Kobe Bryant's profile
Flickr/Alexandra Walt
A photo of Kobe Bryant from 2015. Bryant passed away Jan. 26, 2020 in a helicopter crash.

I cried on and off for four hours on Sunday, for a man and a family I normally would hardly think of. It’s not that I don’t like Kobe, but I had no reason to think about him most days. After all, he was indestructible, he’d be around forever and every once and a while it would be the anniversary of his 81 point game and maybe I’d think about him for a bit and that would last a very long time. 

Right? 

Kobe was my first hero. I was six years old, I did not understand or like basketball, I did not like the Lakers, and I did not know a single other player in the NBA, but I had a Kobe Bryant poster in my room. According to my dad, he would get frustrated because I wasn’t a Spurs fan due to my unwavering allegiance to Kobe. As time passed I swapped the poster out for one of Shawn Alexander, switched sports allegiances entirely, and that whole time of my life became a haze as I aged. I am a Spurs fan now.

Yet, upon hearing the news, it felt exactly as painful as if six year old me had heard it. As if a long-dormant part of my brain suddenly lit up with memories and then was stabbed with a dagger before they could be processed. 

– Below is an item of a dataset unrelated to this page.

PR #3115, opened 2024-02-06
LF-4079 Create reusable group pill component

kathyavini:
TODO:
- [x] Confirm the status of the new dark blue with Loïc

After much thought, I don’t know why I looked up to Kobe. There are probably more than a dozen reasons someone would admire him, and I just can’t remember what mine was. It’s heartbreaking. I want to know why he was my hero, so I can tell people later what he meant to me, because clearly he meant a lot. Otherwise I wouldn’t be so distraught. I suppose, just being someone people look up to is an admirable trait in itself. People like Kobe carry the weight of thousands of kids who hung up posters of him on their walls upon their shoulders, and they don’t stop carrying the burden even when they leave the Earth.